Marsipulami
20-11-05, 12:45
Nederlandse moslima verwerft recht om geen hoofddoek te dragen
BRUSSEL Eigen berichtgeving
Een Nederlandse leerkracht Arabisch heeft van de Commissie voor Gelijke Kansen officieel het recht gekregen om geen hoofddoek of hidjab te mogen dragen.
Toen Samira Haddad zich in april aanbood bij het Islamitisch College, een islamitische hogeschool in Amsterdam, werd ze ondervraagd over haar geloof.

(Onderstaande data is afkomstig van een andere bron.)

PR #205, opened 2023-11-14
Alder

wkz:
More (mostly) alder-related improvements, and some generic ones:

- Encoder/decoder for ONIE formatted EEPROM's
- Define a standard LED mapping for commonly available functions and colors. Boards/externals are free to override this, of course


wkz:
Removed some remnants of an old in-kernel implementation of an `offline` trigger for `power_supply` devices.

troglobit (approved):
Very nice, I really like the LED mappings in the DTB and the way you've structured iito to work with it!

De eerste vraag was of ze moslim was. “Toen ik bevestigend antwoordde, werd verbaasd gevraagd waarom ik dan geen hoofddoek droeg”, zo liet Haddad in de Nederlandse pers weten.
Daarop legde de in Nederland geboren leerkracht uit dat haar familie uit Tunesië komt, een land dat vrouwen verbiedt om in het openbaar een hoofddoek te dragen. En dat was het verkeerde antwoord. Volgens de schooldirectie was ze daar als moslima en leerkracht op een islamitische school toe verplicht.
Die visie strookte helemaal niet met de manier waarop Haddad haar godsdienst beleeft en de vrouw bedankte dan ook voor de job. Een lid van het schoolbestuur verklaarde niet veel later dat “mocht Haddad verklaren dat ze geen moslim meer is, dan zou ze in principe wel voor ons kunnen komen werken”.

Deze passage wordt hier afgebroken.